We know from his MP register of interests that he received £50,000 personal donation towards staffing costs from Fitri Hay, the Co-owner and Director of JMH Group — a property development and investment firm and Chairman of Fosroc, a firm specialising in chemicals for the construction industry .

We also know only a year before this, he received a private donation from Fitri’s husband, Dr James Hay, Chairman of JMH who started his career at BP working his way to becoming a senior executive before starting JMH in 2002.

We know in 2015 that Johnson said that the social chapter of the EU should be scrapped, almost certainly meaning fewer workers rights and an even more overt race to the bottom economy.

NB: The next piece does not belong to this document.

PR #1694, opened 2019-08-23
Sorting on multiple columns

suneab:
Added the option to enable sort-multiple columns. This feature will indicate with the regular icon and an incrementing number of how your custom sorting method sorted.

We know he received private donation of £25k from a hedge fund manager and fox-hunting aficionado, Johan Chistofferson, who belongs to a company that was accused in a Channel 4 Dispatches programme of 2008 of exacerbating the financial crisis and gained significantly from “plunging bank shares”.

We also know that he received over £60k from Hedge Fund managers in 2015, and as, Thomas Pride pointed out last year that Hedge Funds stand to gain considerably from the UK leaving the EU.

Iain Duncan Smith

What do we know about Iain Duncan Smith, married to Betsy Duncan Smith, daughter of Lord Cottlesloe? Well, we know that he was also a key Leave campaigner.

We also know that when that while he was Work and Pensions Secretary, his scheme of mandatory unpaid labour was found by the High Court and the Court of Appeal to be illegal. We know that this amounted to free labour for corporations that could easily afford to pay staff. We know that the scheme went through without parliamentary scrutiny.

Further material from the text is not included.